Registered: 13/07/2000
Posts: 4180
Loc: Cambridge, England
The probability that exactly two people of N are born in a given month (if N<13, see end) is:

(1/12)^2 * (11/12)^(N-2) * N(N-1)/2

where the first factor is the two people being born in that given month, the second is all the rest not being born in that month, and the third is the number of ways that can happen: N people who could be one person born in that month, N-1 remaining people who could be the second person born in that month, and divide by 2 because we've counted each pair of people twice (there are 496 different pairs among 32 people, not 992).

For three people, it would be:

(1/12)^3 * (11/12)^(N-3) * N(N-1)(N-2)/6

where the final factor is N who could be the first, N-1 remaining who could be the second, N-2 remaining who could be the third, and divide by six because we've counted each trio six times.

In general, the odds that precisely X people of N were all born in a given month are:

(1/12)^X * (11/12)^(N-X) * N! / (X! * (N-X)!)

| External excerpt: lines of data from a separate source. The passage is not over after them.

PR #224, opened 2026-08-25
object_storage: add support for regional storage endpoints [PGSQL-1190]

tkren:

Instead of using the global storage endpoint https://storage.googleapis.com/storage/v1/ passing `direct_location=REGION_OR_MULTI_REGION` allows to use the regional endpoint instead.

See https://docs.cloud.google.com/storage/docs/request-endpoints and https://docs.cloud.google.com/storage/docs/regional-endpoints.

### DIFF
--- a/rohmu/object_storage/config.py
+++ b/rohmu/object_storage/config.py
@@ -12,6 +12,7 @@ from rohmu.common.models import ProxyInfo, StorageDriver, StorageModel
 from typing import Any, Dict, Final, Literal, Optional, TypeVar
 
 import platform
+import re
 
 StorageModelT = TypeVar("StorageModelT", bound=StorageModel)
 
@@ -58,6 +59,8 @@ AZURE_MAX_NUM_PARTS_PER_UPLOAD: Final[int] = 10000
 GOOGLE_DOWNLOAD_CHUNK_SIZE: Final[int] = 1024 * 1024 * 5 if (get_total_memory() or 0) < 2048 else 1024 * 1024 * 50
 GOOGLE_UPLOAD_CHUNK_SIZE: Final[int] = 1024 * 1024 * 5
 GOOGLE_MAX_NUM_PARTS_PER_UPLOAD: Final[int] = 10000
+# GCS region/location names as used in regional endpoint hostnames, e.g. "us-west4", "europe-west1", "nam4".
+GOOGLE_DIRECT_LOCATION_PATTERN: Final[str] = r"^[a-z0-9]+(-[a-z0-9]+)*$"
 
 LOCAL_CHUNK_SIZE: Final[int] = 1024 * 1024
 
@@ -123,6 +126,7 @@ class GoogleObjectStorageConfig(StorageModel):
     credential_file: Optional[Path] = None
     credentials: Optional[Dict[str, Any]] = Field(None, repr=False)
     proxy_info: Optional[ProxyInfo] = None
+    direct_location: Optional[str] = None
     prefix: Optional[str] = None
     storage_type: Literal[StorageDriver.google] = StorageDriver.google
 
@@ -132,6 +136,18 @@ class GoogleObjectStorageConfig(StorageModel):
         if values["project_id"] is None and values["bucket_name"] is None:
             raise ValueError("at least one of project_id, bucket_name must be set")
         return values
+
+    @validator("direct_location")
+    @classmethod
+    def valid_direct_location(cls, v: Optional[str]) -> Optional[str]:
+        # None means "use the global endpoint". Anything else is interpolated into a hostname,
+        # so reject malformed values here; "" would otherwise yield
+        # https://storage..rep.googleapis.com/storage/v1/
+        if v is None:
+            return v
+        if not re.fullmatch(GOOGLE_DIRECT_LOCATION_PATTERN, v):
+            raise ValueError(f"invalid direct_location: {v!r}, must match {GOOGLE_DIRECT_LOCATION_PATTERN}")
+        return v
 
 
 class LocalObjectStorageConfig(StorageModel):
--- a/rohmu/object_storage/google.py
+++ b/rohmu/object_storage/google.py
@@ -224,6 +224,7 @@ class GoogleTransfer(BaseTransfer[Config]):
         notifier: Optional[Notifier] = None,
         statsd_info: Optional[StatsdConfig] = None,
         ensure_object_store_available: bool = True,
+        direct_location: Optional[str] = None,
     ) -> None:
         super().__init__(
             prefix=prefix,
@@ -233,6 +234,16 @@ class GoogleTransfer(BaseTransfer[Config]):
         )
         self.project_id = project_id
         self.proxy_info = proxy_info
+
+        # default is using the global storage endpoint https://storage.googleapis.com/storage/v1/, but we can override it
+        # with the regional endpoint https://storage.{direct_location}.rep.googleapis.com/storage/v1/ here.
+        # see https://docs.cloud.google.com/storage/docs/regional-endpoints
+        self.regional_endpoint: str | None
+        if direct_location is not None:
+            self.regional_endpoint = f"https://storage.{direct_location}.rep.googleapis.com/storage/v1/"
+        else:
+            self.regional_endpoint = None
+
         self.google_creds = get_credentials(credential_file=credential_file, credentials=credentials)
         self.gs: Optional[StorageResource] = self._init_google_client()
         self.gs_object_client: Optional[StorageResource.ObjectsResource] = None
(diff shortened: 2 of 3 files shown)


glenn-mcallister-aiven (commented):
Two blockers, four non-blocking.

`test_region_endpoint` omits the `get_credentials` patch every sibling test applies, so `__init__` reaches `google.auth.default()` — `DefaultCredentialsError` on any runner without ADC.

`direct_location` reaches `__init__` only, not `GoogleObjectStorageConfig`, so no config-driven caller can set it. It fails silently rather than loudly: `StorageModel.Config` sets `extra_forbid = True`, not a pydantic v1 key (`extra`, cf. `rohmu/common/models.py:56`), so the extra is ignored and the transfer uses the global endpoint. The typo is pre-existing; the missing field is this PR's.

rohmu/object_storage/google.py
```diff
@@ -224,6 +224,7 @@ def __init__(
         notifier: Optional[Notifier] = None,
         statsd_info: Optional[StatsdConfig] = None,
         ensure_object_store_available: bool = True,
+        direct_location: Optional[str] = None,
```
glenn-mcallister-aiven, line 229: issue (blocking): `direct_location` absent from `GoogleObjectStorageConfig`

`get_transfer`/`get_transfer_model` construct via `config_model(**storage_config)`, so the parameter is unreachable from config. And it is dropped silently: `StorageModel.Config` sets `extra_forbid = True` — the pydantic v1 key is `extra` (`rohmu/common/models.py:56`), so extras are ignored, not forbidden. Add `direct_location: Optional[str] = None` to `GoogleObjectStorageConfig` (`config.py:119`). The `extra_forbid` typo is pre-existing — leave it.

rohmu/object_storage/google.py
```diff
@@ -233,6 +234,16 @@ def __init__(
         )
         self.project_id = project_id
         self.proxy_info = proxy_info
+
+        # default is using the global storage endpoint https://storage.googleapis.com/storage/v1/, but we can override it
+        # with the regional endpoint https://storage.{direct_location}.rep.googleapis.com/storage/v1/ here.
+        # see https://docs.cloud.google.com/storage/docs/regional-endpoints
+        self.regional_endpoint: str | None
+        if direct_location is not None:
+            self.regional_endpoint = f"https://storage.{direct_location}.rep.googleapis.com/storage/v1/"
```
glenn-mcallister-aiven, line 247: suggestion (non-blocking): validate `direct_location`

Unvalidated interpolation into a hostname. `""` yields `https://storage..rep.googleapis.com/storage/v1/`; a typo yields a resolvable-looking host. Static discovery defers the failure to the first request, where `_init_google_client` retries `ServerNotFoundError` for 600 s. A regex here fails immediately instead.

rohmu/object_storage/google.py
```diff
@@ -275,9 +286,12 @@ def _init_google_client(self) -> StorageResource:
             authorized_http = google_auth_httplib2.AuthorizedHttp(self.google_creds, http=http)
 
             try:
+                kwargs = {"http": authorized_http}
```
glenn-mcallister-aiven: suggestion (non-blocking): explicit `client_options` over `**kwargs`

    client_options = {"api_endpoint": self.regional_endpoint} if self.regional_endpoint else None
    return build("storage", "v1", http=authorized_http, client_options=client_options)

Shorter, and keeps the keywords visible to the checker. Confirm `make mypy` is green as written: `build()` in `google-api-python-client-stubs` is overloaded on `Literal["storage"], Literal["v1"]`, and `**kwargs` defeats overload resolution. Green CI settles it.

rohmu/object_storage/google.py
```diff
@@ -275,9 +286,12 @@ def _init_google_client(self) -> StorageResource:
...
+                if self.regional_endpoint is not None:
+                    kwargs["client_options"] = {"api_endpoint": self.regional_endpoint}
```
glenn-mcallister-aiven: question (non-blocking): batch requests and the regional endpoint

`client_options.api_endpoint` overrides `Resource._baseUrl`. `new_batch_http_request()` builds its URI from the discovery document's `rootUrl` + `batchPath`. If that holds, `delete_keys` (`google.py:539`) stays on `storage.googleapis.com` under `direct_location` — data residency lost, and probably a hard failure, since the `rep` endpoints likely do not serve the JSON API batch path. Unverified here: no `googleapiclient` in my checkout. One assertion on the batch URI settles it.

test/object_storage/test_google.py
```diff
@@ -692,3 +692,28 @@ def test_project_id_required_for_ensuring_object_store() -> None:
...
+    ("direct_location", "expected_endpoint"),
+    (
+        (None, "https://storage.googleapis.com/storage/v1/"),
+        ("us-west4", "https://storage.us-west4.rep.googleapis.com/storage/v1/"),
+    ),
+)
+def test_region_endpoint(direct_location: str | None, expected_endpoint: str | None) -> None:
+    """Test that we can create a transfer with a custom region endpoint."""
+    with ExitStack() as stack:
+        stack.enter_context(patch("rohmu.object_storage.google.GoogleTransfer._verify_object_storage_unwrapped"))
```
glenn-mcallister-aiven, line 714: issue (blocking): missing `get_credentials` patch

Every sibling test enters

    stack.enter_context(patch("rohmu.object_storage.google.get_credentials"))

This one does not, so `__init__` reaches `google.auth.default()` — `DefaultCredentialsError` without ADC.

test/object_storage/test_google.py
```diff
@@ -692,3 +692,28 @@ def test_project_id_required_for_ensuring_object_store() -> None:
...
+            bucket_name="test-bucket",
+            notifier=MagicMock(),
+            direct_location=direct_location,
+        )
+        if direct_location is None:
+            assert transfer.regional_endpoint is None
+        else:
+            assert transfer.regional_endpoint == expected_endpoint
+        assert transfer.gs is not None
+        assert transfer.gs._baseUrl == expected_endpoint  # type: ignore[attr-defined]
```
glenn-mcallister-aiven: thought (non-blocking): asserts a private googleapiclient attribute

`_baseUrl` is internal, so the assertion tracks library internals rather than behaviour. The URI of a built request is the observable equivalent.

rohmu/object_storage/google.py
```diff
@@ -233,6 +234,16 @@ def __init__(
         )
         self.project_id = project_id
         self.proxy_info = proxy_info
+
+        # default is using the global storage endpoint https://storage.googleapis.com/storage/v1/, but we can override it
```
glenn-mcallister-aiven, line 240: praise: link to the regional-endpoints docs

Both URL shapes plus the reference — readable without a lookup.

rohmu/object_storage/google.py
edward-evans-aiven: Documented on https://docs.cloud.google.com/storage/docs/regional-endpoints that the regional endpoint explicitly does not support JSON Batch operations. 

Batch requests are only used for myhoard deleting a stream, but that is an object per binlog needing to be deleted, which would now need to either round-trip for each object delete, or break when the global endpoint blocks us.

rohmu/object_storage/google.py
RommelLayco: added here https://github.com/Aiven-Open/rohmu/pull/224/changes#diff-748a9e28a5aa49926abcea03e50185958a9151089cc31f004fcbbb6888e3462eR129

rohmu/object_storage/config.py
```diff
@@ -133,6 +137,18 @@ def project_id_or_bucket_name_must_be_given(cls, values: Dict[str, Any]) -> Dict
...
 
+    @validator("direct_location")
+    @classmethod
+    def valid_direct_location(cls, v: Optional[str]) -> Optional[str]:
+        # None means "use the global endpoint". Anything else is interpolated into a hostname,
+        # so reject malformed values here; "" would otherwise yield
+        # https://storage..rep.googleapis.com/storage/v1/
+        if v is None:
+            return v
+        if not re.fullmatch(GOOGLE_DIRECT_LOCATION_PATTERN, v):
```
bugant, line 148: nit: It could be useful to compile the `GOOGLE_DIRECT_LOCATION_PATTERN` regexp.

bugant (approved):

egor-voynov-aiven (changes requested):
Since JSON batch operations don't work with regional endpoint we need add fallback for delete_keys method - delete keys one by one if regional_endpoint specified

RommelLayco (approved):
lgtm

egor-voynov-aiven:
> Since JSON batch operations don't work with regional endpoint we need add fallback for delete_keys method - delete keys one by one if regional_endpoint specified

We agreed to do it in separate PR

egor-voynov-aiven (approved):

where the final factor has become the number of ways of choosing X items from N equivalent ones (a binomial coefficient).

For N=32, X=9, this evaluates to 0.000734, which multiplied by 12 (because there's nothing really special about August -- you'd be equally surprised if the nine shared any other birth month) is 0.0088, meaning that there's about a 1 in 113 chance that, of 32 randomly-selected people, exactly 9 will share a birth month.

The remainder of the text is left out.